London, 19 May 2017 – Hikma Pharmaceuticals PLC (“Hikma” or “the Group”)(LSE: HIK) (NASDAQ Dubai: HIK) (OTC: HKMPY), (rated Ba1 Moody’s / BB+ S&P, both stable), the fast growing multinational pharmaceutical group, will hold its Annual General Meeting today where the following statement will be made regarding its current trading.
We expect full year Group revenue to be in the range of $2.0 to $2.1 billion in constant currency in 2017. This updated guidance reflects changes in the outlook for our Generics business, where we have revised our expectation for the launch timing of our generic version of Advair Diskus® and where we are experiencing increased price erosion on our marketed products.
We maintain our full year guidance for our Injectables and Branded businesses.
We announced on 11 May 2017 that the FDA had issued Hikma with a complete response letter (CRL) in relation to our abbreviated new drug application (ANDA) for our generic version of GlaxoSmithKline’s Advair Diskus® (fluticasone propionate and salmeterol inhalation powder). We are in the process of reviewing the response and will provide an update on our application as soon as practicable once we have completed this review and discussed it with the FDA.
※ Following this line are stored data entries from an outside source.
PR #1206, opened 2026-02-11
[PECOBLR-1943] Fix rollback in auto-commit mode and handle numeric autocommit responses

vikrantpuppala:
## Summary
- **rollback() now throws** `DatabricksTransactionException` when called while the connection is in auto-commit mode (no active transaction), aligning behavior with the JDBC spec
- **fetchAutoCommitStateFromServer()** now accepts both `"1"`/`"0"` and `"true"`/`"false"` responses from the `SET AUTOCOMMIT` query, since different server implementations return different formats
- Updated E2E and unit tests to reflect the corrected behavior

## Context
1. `connection.rollback()` in auto-commit mode should throw an exception, not silently succeed
2. `SET AUTOCOMMIT` query returns `"1"`/`"0"` rather than `"true"`/`"false"` depending on the server

## Test plan
- [x] Unit tests pass: `DatabricksConnectionTest` (42/42 pass)
- [ ] E2E tests: `TransactionTests` and `ExplicitTransactionStatementTests` against staging warehouse

### DIFF
--- a/.github/workflows/prCheckJDK8.yml
+++ b/.github/workflows/prCheckJDK8.yml
@@ -4,6 +4,21 @@ on:
   pull_request:
     types: [opened, synchronize, reopened]
     branches: [jdk-8]
+  workflow_dispatch:
+    inputs:
+      branch:
+        description: 'Branch to checkout'
+        required: false
+        default: 'jdk-8'
+      repository:
+        description: 'Repository to checkout (e.g., user/repo)'
+        required: false
+        default: 'databricks/databricks-jdbc'
+      reason:
+        description: 'Reason for manual run'
+        required: false
+        default: 'Manual health check for JDK-8'
+
 
 jobs:
   jdk8-test:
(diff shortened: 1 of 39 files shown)


src/main/java/com/databricks/jdbc/api/impl/DatabricksConnection.java
```diff
@@ -252,13 +252,13 @@ private boolean fetchAutoCommitStateFromServer() throws SQLException {
...
       if (rs.next()) {
-        // The result should contain the value = "true" or "false"
+        // The result may contain "true"/"false" or "1"/"0" depending on the server
         String value = rs.getString(1); // Column 1: value
 
         LOGGER.debug(
             "Fetched autoCommit state from server: value={}. Updating session cache.", value);
 
-        boolean autoCommitState = "true".equalsIgnoreCase(value);
+        boolean autoCommitState = "true".equalsIgnoreCase(value) || "1".equals(value);
```
gopalldb: it means that even values like "yes" or "enabled" would result in false. I think, can we explicitly throw error in those cases instead of blindly treating those as false? Not blocker for this PR though

PR #1230, opened 2026-02-24
[PECOBLR-1928] Add AI coding agent detection to User-Agent header

vikrantpuppala:
## Summary
- Adds `AgentDetector` utility class that detects 7 AI coding agents (Claude Code, Cursor, Gemini CLI, Cline, Codex, OpenCode, Antigravity) by checking well-known environment variables they set in spawned shell processes
- Integrates detection into `UserAgentManager` to append `agent/<product>` to the User-Agent header on both SDK-based and connector-service UA paths
- Uses exactly-one detection rule: if zero or multiple agent env vars are set, no agent is attributed (avoids ambiguity)

## Approach
Mirrors the implementation in [databricks/cli#4287](https://github.com/databricks/cli/pull/4287) and aligns with the latest agent list in [`libs/agent/agent.go`](https://github.com/databricks/cli/blob/main/libs/agent/agent.go#L35).

| Agent | Product String | Environment Variable |
|-------|---------------|---------------------|
| Google Antigravity | `antigravity` | `ANTIGRAVITY_AGENT` |
| Claude Code | `claude-code` | `CLAUDECODE` |
| Cline | `cline` | `CLINE_ACTIVE` |
| OpenAI Codex | `codex` | `CODEX_CI` |
| Cursor | `cursor` | `CURSOR_AGENT` |
| Gemini CLI | `gemini-cli` | `GEMINI_CLI` |
| OpenCode | `opencode` | `OPENCODE` |

Adding a new agent requires only a new constant and a new entry in the `KNOWN_AGENTS` array.

## Changes
- **New**: `AgentDetector.java` — environment-variable-based agent detection with injectable env lookup for testability
- **Modified**: `UserAgentManager.java` — calls `AgentDetector.detect()` in both `setUserAgent()` and `buildUserAgentForConnectorService()`
- **New**: `AgentDetectorTest.java` — 12 test cases covering single agent, no agent, multiple agents, empty values, null values, and full coverage of all known agents

## Test plan
- [x] `AgentDetectorTest` — 12 tests pass (single agent detection for all 7 agents, no agent, multiple agents, empty/null values)
- [x] `UserAgentManagerTest` — all 7 existing tests continue to pass
- [x] Manual: verify User-Agent header contains `agent/claude-code` when run from Claude Code

### DIFF
--- a/src/main/java/com/databricks/jdbc/common/util/AgentDetector.java
+++ b/src/main/java/com/databricks/jdbc/common/util/AgentDetector.java
@@ -1,0 +1,79 @@
+package com.databricks.jdbc.common.util;
+
+import java.util.ArrayList;
+import java.util.List;
+import java.util.Optional;
+import java.util.function.Function;
+
+/**
+ * Detects whether the JDBC driver is being invoked by an AI coding agent by checking for well-known
+ * environment variables that agents set in their spawned shell processes.
+ *
+ * <p>Detection only succeeds when exactly one agent environment variable is present, to avoid
+ * ambiguous attribution when multiple agent environments overlap.
+ *
+ * <p>Adding a new agent requires only a new constant and a new entry in {@link #KNOWN_AGENTS}.
+ *
+ * <p>References for each environment variable:
+ *
+ * <ul>
+ *   <li>ANTIGRAVITY_AGENT: Closed source. Google Antigravity sets this variable.
+ *   <li>CLAUDECODE: https://github.com/anthropics/claude-code (sets CLAUDECODE=1)
+ *   <li>CLINE_ACTIVE: https://github.com/cline/cline (shipped in v3.24.0)
+ *   <li>CODEX_CI: https://github.com/openai/codex (part of UNIFIED_EXEC_ENV array in codex-rs)
+ *   <li>CURSOR_AGENT: Closed source. Referenced in a gist by johnlindquist.
+ *   <li>GEMINI_CLI: https://google-gemini.github.io/gemini-cli/docs/tools/shell.html (sets
+ *       GEMINI_CLI=1)
+ *   <li>OPENCODE: https://github.com/opencode-ai/opencode (sets OPENCODE=1)
+ * </ul>
+ */
+public class AgentDetector {
+
+  public static final String ANTIGRAVITY = "antigravity";
+  public static final String CLAUDE_CODE = "claude-code";
+  public static final String CLINE = "cline";
+  public static final String CODEX = "codex";
+  public static final String CURSOR = "cursor";
+  public static final String GEMINI_CLI = "gemini-cli";
+  public static final String OPEN_CODE = "opencode";
+
+  static final String[][] KNOWN_AGENTS = {
+    {"ANTIGRAVITY_AGENT", ANTIGRAVITY},
+    {"CLAUDECODE", CLAUDE_CODE},
+    {"CLINE_ACTIVE", CLINE},
+    {"CODEX_CI", CODEX},
+    {"CURSOR_AGENT", CURSOR},
+    {"GEMINI_CLI", GEMINI_CLI},
+    {"OPENCODE", OPEN_CODE},
+  };
+
+  /**
+   * Detects which AI coding agent (if any) is driving the current process.
+   *
+   * @return the agent product string if exactly one agent is detected, or empty otherwise
+   */
+  public static Optional<String> detect() {
+    return detect(System::getenv);
+  }
+
+  /**
+   * Detects which AI coding agent (if any) is present, using the provided function to look up
+   * environment variables. This overload exists for testability.
+   *
+   * @param envLookup function that returns the value of an environment variable, or null if unset
+   * @return the agent product string if exactly one agent is detected, or empty otherwise
+   */
+  static Optional<String> detect(Function<String, String> envLookup) {
+    List<String> detected = new ArrayList<>();
+    for (String[] entry : KNOWN_AGENTS) {
+      String value = envLookup.apply(entry[0]);
+      if (value != null && !value.isEmpty()) {
+        detected.add(entry[1]);
+      }
+    }
+    if (detected.size() == 1) {
+      return Optional.of(detected.get(0));
+    }
+    return Optional.empty();
+  }
+}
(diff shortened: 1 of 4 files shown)


simonfaltum (approved):
Looks right

src/main/java/com/databricks/jdbc/common/util/UserAgentManager.java
```diff
@@ -62,6 +63,12 @@ public static void setUserAgent(IDatabricksConnectionContext connectionContext)
         }
       }
     }
+
+    // Detect AI coding agent and append to user agent
+    String agentProduct = AgentDetector.detect();
```
samikshya-db: I hope this does not break the user-agent parsing functionality in https://github.com/databricks-eng/universe/commit/d74e4f8861d34f726b035e15653110ba1879583c

As long as that is the case, I am good

src/main/java/com/databricks/jdbc/common/util/AgentDetector.java
```diff
@@ -0,0 +1,78 @@
...
+    {"GEMINI_CLI", GEMINI_CLI},
+    {"OPENCODE", OPEN_CODE},
+  };
+
+  /**
+   * Detects which AI coding agent (if any) is driving the current process.
+   *
+   * @return the agent product string if exactly one agent is detected, or an empty string otherwise
+   */
+  public static String detect() {
```
tejassp-db: General convention is to use `null` or better yet `java.util.Optional` to signify a missing value. Empty string can be misleading.

nikhilsuri-db (approved):

gopalldb (commented):
As discussed offline, lets not merge this before server side changes

src/main/java/com/databricks/jdbc/common/util/AgentDetector.java
```diff
@@ -0,0 +1,78 @@
...
+    for (String[] entry : KNOWN_AGENTS) {
+      String value = envLookup.apply(entry[0]);
+      if (value != null && !value.isEmpty()) {
+        detected.add(entry[1]);
+      }
+    }
+    if (detected.size() == 1) {
+      return detected.get(0);
+    }
+    return "";
```
gopalldb: why not null? will that break?

gopalldb (approved):
Verify once with server side reporting, a minor comment on empty string

src/main/java/com/databricks/jdbc/common/util/AgentDetector.java
```diff
@@ -0,0 +1,78 @@
...
+   * Detects which AI coding agent (if any) is present, using the provided function to look up
+   * environment variables. This overload exists for testability.
+   *
+   * @param envLookup function that returns the value of an environment variable, or null if unset
+   * @return the agent product string if exactly one agent is detected, or an empty string otherwise
+   */
+  static String detect(Function<String, String> envLookup) {
+    List<String> detected = new ArrayList<>();
+    for (String[] entry : KNOWN_AGENTS) {
+      String value = envLookup.apply(entry[0]);
```
gopalldb, line 69: do we need to do case insensitive check?

src/main/java/com/databricks/jdbc/common/util/AgentDetector.java
```diff
@@ -0,0 +1,78 @@
...
+  public static final String ANTIGRAVITY = "antigravity";
+  public static final String CLAUDE_CODE = "claude-code";
+  public static final String CLINE = "cline";
+  public static final String CODEX = "codex";
+  public static final String CURSOR = "cursor";
+  public static final String GEMINI_CLI = "gemini-cli";
+  public static final String OPEN_CODE = "opencode";
+
+  static final String[][] KNOWN_AGENTS = {
+    {"ANTIGRAVITY_AGENT", ANTIGRAVITY},
```
gopalldb, line 41: Can we just use enum here?

enum Agent {
  CLAUDECODE("claude-code"),
  CLINE_ACTIVE("cline"), 

  ...
}

src/main/java/com/databricks/jdbc/common/util/UserAgentManager.java
vikrantpuppala: Addressed — the server-side UA parsers have been updated to handle the agent/ suffix: https://github.com/databricks-eng/universe/pull/1694145 (merged and deployed to dev). Verified e2e that query history shows correct driver name and BI tool fields.

src/main/java/com/databricks/jdbc/common/util/AgentDetector.java
vikrantpuppala: Good call — updated to return `Optional<String>` in the latest push.

src/main/java/com/databricks/jdbc/common/util/AgentDetector.java
```diff
@@ -0,0 +1,78 @@
...
+
+  public static final String ANTIGRAVITY = "antigravity";
+  public static final String CLAUDE_CODE = "claude-code";
+  public static final String CLINE = "cline";
+  public static final String CODEX = "codex";
+  public static final String CURSOR = "cursor";
+  public static final String GEMINI_CLI = "gemini-cli";
+  public static final String OPEN_CODE = "opencode";
+
+  static final String[][] KNOWN_AGENTS = {
```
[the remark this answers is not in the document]
vikrantpuppala: Yes — the env var name differs from the product name (e.g. `CLAUDECODE` → `claude-code`, `CLINE_ACTIVE` → `cline`), so we need the mapping. The product names are what get sent in the UA header and need to match the server-side convention.

src/main/java/com/databricks/jdbc/common/util/AgentDetector.java
vikrantpuppala: Updated to `Optional<String>` per tejassp's suggestion — `detect()` now returns `Optional.empty()` instead of `""`. Callers use `ifPresent()`.

src/main/java/com/databricks/jdbc/common/util/AgentDetector.java
vikrantpuppala: No — environment variable names are case-sensitive on Linux, and we define the exact names to check. The CLI reference implementation also does exact-match lookups.

src/main/java/com/databricks/jdbc/common/util/AgentDetector.java
vikrantpuppala: Considered this but kept the data-driven list for consistency — the same pattern (list of tuples/pairs) is used across all 4 driver implementations (Python, Go, Node.js, Java) and the CLI reference. An enum would work but doesn't reduce complexity since each entry still needs two strings (env var name + product name).

sreekanth-db (approved):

We now expect Generics revenue to be around $670 million in 2017. This assumes we do not launch our generic version of Advair Diskus® in 2017 and reflects the intensifying competitive environment in the US. Through our focus on portfolio optimisation and continued cost savings, we expect to achieve a slight improvement in the profitability of the Generics business in 2017 after incurring additional operational costs related to our generic version of Advair Diskus®.
In the year to-date, revenue from our global Injectables portfolio has been in line with 2016. New product launches, including the former Bedford products, are enabling us to offset the impact of increased competition on certain products. We continue to expect global Injectables revenue to be in the range of $800 million to $825 million for the full year, with core operating margin in the high 30s, reflecting a further step-up in R&D.
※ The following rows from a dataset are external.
PR #1238, opened 2026-02-27
[PECOBLR-1746] Implementing support for listing procedures

msrathore-db:
## Description

Implements `getProcedures` and `getProcedureColumns` in `DatabricksDatabaseMetaData` by querying `information_schema.routines` and `information_schema.parameters` via SQL.

Unlike other metadata operations that use `SHOW` commands or Thrift RPCs, these use direct SQL SELECT queries against `information_schema` views. This works for both Thrift and SEA transports.

**getProcedures:**
- Queries `information_schema.routines` filtered by `routine_type = 'PROCEDURE'`
- Returns 9-column JDBC-spec result set (PROCEDURE_CAT, PROCEDURE_SCHEM, PROCEDURE_NAME, reserved x3, REMARKS, PROCEDURE_TYPE, SPECIFIC_NAME)
- PROCEDURE_TYPE is always `procedureNoResult` (1)

**getProcedureColumns:**
- Queries `information_schema.parameters` JOINed with `information_schema.routines` to filter for procedures
- Returns 20-column JDBC-spec result set with parameter metadata
- Maps `parameter_mode` (IN/OUT/INOUT) to JDBC COLUMN_TYPE constants (1/4/2)
- Maps Databricks type names to `java.sql.Types` codes via existing `getCode()`

**Catalog resolution:**
- NULL catalog → queries `system.information_schema.routines` (cross-catalog)
- Specific catalog → queries `<catalog>.information_schema.routines`
- Empty string → returns empty result set

**Shared SQL builders** in `CommandConstants` eliminate duplication between SDK and Thrift clients.

## Testing

**Unit tests** (`DatabricksMetadataSdkClientTest`):
- 4 parameterized tests for `listProcedures` SQL generation (catalog+schema+name, null schema, null name, null catalog)
- 3 parameterized tests for `listProcedureColumns` SQL generation (all filters, partial filters, all nulls)

**Integration test** (`MetadataIntegrationTests#testGetProceduresAndProcedureColumns`):
- Creates a procedure `jdbc_test_compute_area(x DOUBLE, y DOUBLE, OUT area DOUBLE)` with COMMENT
- Verifies `getProcedures` returns correct name, schema, catalog, remarks, type
- Verifies `getProcedureColumns` returns 3 params with correct COLUMN_TYPE (IN=1, OUT=4), DATA_TYPE (DOUBLE=8), ordinal positions
- Tests column name filtering
- Cleans up procedure after test
- WireMock stubs recorded for REPLAY mode

**Existing tests:** All 248 `DatabricksDatabaseMetaDataTest` + 51 `DatabricksMetadataSdkClientTest` pass.

- `information_schema.parameters` is used (not `routine_columns`) because `routine_columns` contains table-valued function output columns, not procedure parameters.
- NULLABLE is always `procedureNullableUnknown` (2) since the server does not track parameter nullability.
- When catalog is NULL, `system.information_schema` is queried which requires system table access permissions. If the user lacks this permission, the driver returns an empty result set. This will be addressed server-side in a future release.

### DIFF
--- a/NEXT_CHANGELOG.md
+++ b/NEXT_CHANGELOG.md
@@ -3,6 +3,7 @@
 ## [Unreleased]
 
 ### Added
+- Added `DatabaseMetaData.getProcedures()` and `DatabaseMetaData.getProcedureColumns()` to discover stored procedures and their parameters. Queries `information_schema.routines` and `information_schema.parameters` using parameterized SQL for both SEA and Thrift transports.
 - Added connection property `OAuthWebServerTimeout` to configure the OAuth browser authentication timeout for U2M (user-to-machine) flows, and also updated hardcoded 1-hour timeout to default 120 seconds timeout.
 - Added connection property `UseQueryForMetadata` to use SQL SHOW commands instead of Thrift RPCs for metadata operations (getCatalogs, getSchemas, getTables, getColumns, getFunctions). This fixes incorrect wildcard matching where `_` was treated as a single-character wildcard in Thrift metadata pattern filters.
 - Added connection property `TreatMetadataCatalogNameAsPattern` to control whether catalog names are treated as patterns in Thrift metadata RPCs. When disabled (default), unescaped `_` in catalog names is escaped to prevent single-character wildcard matching. This aligns with JDBC spec which treats catalogName as identifier and not pattern.


src/main/java/com/databricks/jdbc/dbclient/impl/common/MetadataResultSetBuilder.java
```diff
@@ -1125,6 +1163,118 @@ private List<List<Object>> getRowsForFunctions(
...
+        return (short) procedureColumnUnknown;
+    }
+  }
+
+  private static String getStringOrNull(DatabricksResultSet resultSet, String columnName)
+      throws SQLException {
+    try {
+      Object val = resultSet.getObject(columnName);
+      return val != null ? val.toString() : null;
+    } catch (SQLException e) {
```
gopalldb: add logging

src/main/java/com/databricks/jdbc/dbclient/impl/common/CommandConstants.java
```diff
@@ -26,4 +28,70 @@ public class CommandConstants {
...
+
+    StringBuilder sql = new StringBuilder();
+    sql.append("SELECT ").append(ROUTINES_SELECT_COLUMNS);
+    sql.append(" FROM ").append(routinesTable);
+    sql.append(" WHERE ").append(PROCEDURE_TYPE_FILTER);
+    if (schemaPattern != null) {
+      sql.append(" AND routine_schema LIKE '").append(schemaPattern).append("'");
+    }
+    if (procedureNamePattern != null) {
+      sql.append(" AND routine_name LIKE '").append(procedureNamePattern).append("'");
```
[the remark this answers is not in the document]
msrathore-db: Done. Now using `?` placeholders with `ImmutableSqlParameter` for server-side binding.

src/main/java/com/databricks/jdbc/dbclient/impl/common/CommandConstants.java
```diff
@@ -26,4 +28,70 @@ public class CommandConstants {
...
+    if (columnNamePattern != null) {
+      sql.append(" AND p.parameter_name LIKE '").append(columnNamePattern).append("'");
+    }
+    sql.append(
+        " ORDER BY p.specific_catalog, p.specific_schema, p.specific_name, p.ordinal_position");
+    return sql.toString();
+  }
+
+  private static String getCatalogPrefix(String catalog) {
+    return (catalog == null) ? "system" : "`" + catalog + "`";
```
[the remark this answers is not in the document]
msrathore-db: Catalog names cannot contain backticks, so the user input would be invalid in that case. No escaping needed.

src/main/java/com/databricks/jdbc/dbclient/impl/common/MetadataResultSetBuilder.java
```diff
@@ -1125,6 +1163,118 @@ private List<List<Object>> getRowsForFunctions(
...
+      row.add(
+          dataType != null
+              ? getCode(stripBaseTypeName(dataType.toUpperCase()))
+              : null); // DATA_TYPE
+      row.add(dataType != null ? dataType.toUpperCase() : null); // TYPE_NAME
+      Integer numericPrecision = getIntOrNull(resultSet, "numeric_precision");
+      Integer charMaxLength = getIntOrNull(resultSet, "character_maximum_length");
+      Integer charOctetLength = getIntOrNull(resultSet, "character_octet_length");
+      row.add(numericPrecision != null ? numericPrecision : charMaxLength); // PRECISION
+      row.add(charOctetLength != null ? charOctetLength : numericPrecision); // LENGTH
```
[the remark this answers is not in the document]
msrathore-db: Correct — if both `numericPrecision` and `charMaxLength` are null, COLUMN_SIZE returns null, which is the expected behavior per JDBC spec for types where precision is not applicable.

src/main/java/com/databricks/jdbc/dbclient/impl/common/MetadataResultSetBuilder.java
```diff
@@ -1125,6 +1163,118 @@ private List<List<Object>> getRowsForFunctions(
...
+      row.add(mapParameterModeToColumnType(parameterMode, isResult)); // COLUMN_TYPE
+      row.add(
+          dataType != null
+              ? getCode(stripBaseTypeName(dataType.toUpperCase()))
+              : null); // DATA_TYPE
+      row.add(dataType != null ? dataType.toUpperCase() : null); // TYPE_NAME
+      Integer numericPrecision = getIntOrNull(resultSet, "numeric_precision");
+      Integer charMaxLength = getIntOrNull(resultSet, "character_maximum_length");
+      Integer charOctetLength = getIntOrNull(resultSet, "character_octet_length");
+      row.add(numericPrecision != null ? numericPrecision : charMaxLength); // PRECISION
```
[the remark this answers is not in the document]
msrathore-db: Same as above — null fallback is intentional. Returns null when neither numeric precision nor character length applies to the type.

src/main/java/com/databricks/jdbc/dbclient/impl/common/CommandConstants.java
```diff
@@ -26,4 +32,107 @@ public class CommandConstants {
...
+      String procedureNamePattern,
+      String columnNamePattern,
+      Map<Integer, ImmutableSqlParameter> params) {
+    String catalogPrefix = getCatalogPrefix(catalog);
+    String parametersTable = catalogPrefix + "." + INFORMATION_SCHEMA_PARAMETERS + " p";
+    String routinesTable = catalogPrefix + "." + INFORMATION_SCHEMA_ROUTINES + " r";
+    int paramIndex = 1;
+
+    StringBuilder sql = new StringBuilder();
+    sql.append("SELECT ").append(PARAMETERS_SELECT_COLUMNS);
```
gopalldb: can we use utility like mybatis-3 for creating such SQL strings?

src/main/java/com/databricks/jdbc/dbclient/impl/common/MetadataResultSetBuilder.java
```diff
@@ -1129,6 +1167,127 @@ private List<List<Object>> getRowsForFunctions(
     return rows;
   }
 
+  private List<List<Object>> getRowsForProcedures(DatabricksResultSet resultSet)
+      throws SQLException {
+    LOGGER.debug("Building rows for getProcedures result set");
+    List<List<Object>> rows = new ArrayList<>();
+    while (resultSet.next()) {
+      List<Object> row = new ArrayList<>();
+      row.add(getStringOrNull(resultSet, "routine_catalog")); // PROCEDURE_CAT
```
gopalldb: declare as constants, all of hard coded values

src/main/java/com/databricks/jdbc/dbclient/impl/common/MetadataResultSetBuilder.java
```diff
@@ -1129,6 +1167,127 @@ private List<List<Object>> getRowsForFunctions(
...
+      throws SQLException {
+    LOGGER.debug("Building rows for getProcedureColumns result set");
+    List<List<Object>> rows = new ArrayList<>();
+    while (resultSet.next()) {
+      String dataType = getStringOrNull(resultSet, "data_type");
+      String parameterMode = getStringOrNull(resultSet, "parameter_mode");
+      String isResult = getStringOrNull(resultSet, "is_result");
+
+      List<Object> row = new ArrayList<>();
+      row.add(getStringOrNull(resultSet, "specific_catalog")); // PROCEDURE_CAT
```
gopalldb: is null value allowed for catalog and schema?

src/main/java/com/databricks/jdbc/dbclient/impl/common/MetadataResultSetBuilder.java
```diff
@@ -1129,6 +1167,127 @@ private List<List<Object>> getRowsForFunctions(
...
+      row.add(numericPrecision != null ? numericPrecision : charMaxLength); // COLUMN_SIZE
+      row.add(charOctetLength); // BUFFER_LENGTH
+      row.add(getShortOrNull(resultSet, "numeric_scale")); // SCALE
+      row.add(getShortOrNull(resultSet, "numeric_precision_radix")); // RADIX
+      row.add((short) procedureNullableUnknown); // NULLABLE
+      row.add(getStringOrNull(resultSet, "comment")); // REMARKS
+      row.add(getStringOrNull(resultSet, "parameter_default")); // COLUMN_DEF
+      row.add(null); // SQL_DATA_TYPE (reserved)
+      row.add(null); // SQL_DATETIME_SUB (reserved)
+      row.add(getIntOrNull(resultSet, "character_octet_length")); // CHAR_OCTET_LENGTH
```
gopalldb: is this same as buffer_length? and you are reading it again

src/main/java/com/databricks/jdbc/dbclient/impl/common/MetadataResultSetBuilder.java
```diff
@@ -1129,6 +1167,127 @@ private List<List<Object>> getRowsForFunctions(
...
+    }
+    return rows;
+  }
+
+  private List<List<Object>> getRowsForProcedureColumns(DatabricksResultSet resultSet)
+      throws SQLException {
+    LOGGER.debug("Building rows for getProcedureColumns result set");
+    List<List<Object>> rows = new ArrayList<>();
+    while (resultSet.next()) {
+      String dataType = getStringOrNull(resultSet, "data_type");
```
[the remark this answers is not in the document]
msrathore-db: Done — see above.

src/main/java/com/databricks/jdbc/dbclient/impl/common/MetadataResultSetBuilder.java
msrathore-db: Yes, per the JDBC spec both PROCEDURE_CAT and PROCEDURE_SCHEM are nullable. From the spec: "PROCEDURE_CAT String => procedure catalog (may be null)" and "PROCEDURE_SCHEM String => procedure schema (may be null)".

src/main/java/com/databricks/jdbc/dbclient/impl/common/MetadataResultSetBuilder.java
msrathore-db: Good catch. Fixed — now reusing the charOctetLength variable for both BUFFER_LENGTH (col 9) and CHAR_OCTET_LENGTH (col 17) instead of calling getIntOrNull twice.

We are reiterating our expectation for Branded revenue growth in the mid-single digits in constant currency in 2017. As in previous years, we expect the usual seasonality of the Branded business and our pipeline of new product launches in key markets to drive stronger revenue in the second half of the year. On a reported basis, we continue to expect Branded revenue to grow in the low-single digits in 2017 and core operating margin to be broadly in line with 2016. This reflects an adverse currency impact, primarily arising from the devaluation of the Egyptian pound against the US dollar by approximately 51%.
 On 18 May 2017, the Egyptian pound had devalued against the US dollar from its peg of 8.8 EGP:USD prior to 3 November 2016 to 18.1 EGP:USD (www.oanda.com)
We will announce our interim results for the six months to 30 June 2017 on 17 August 2017.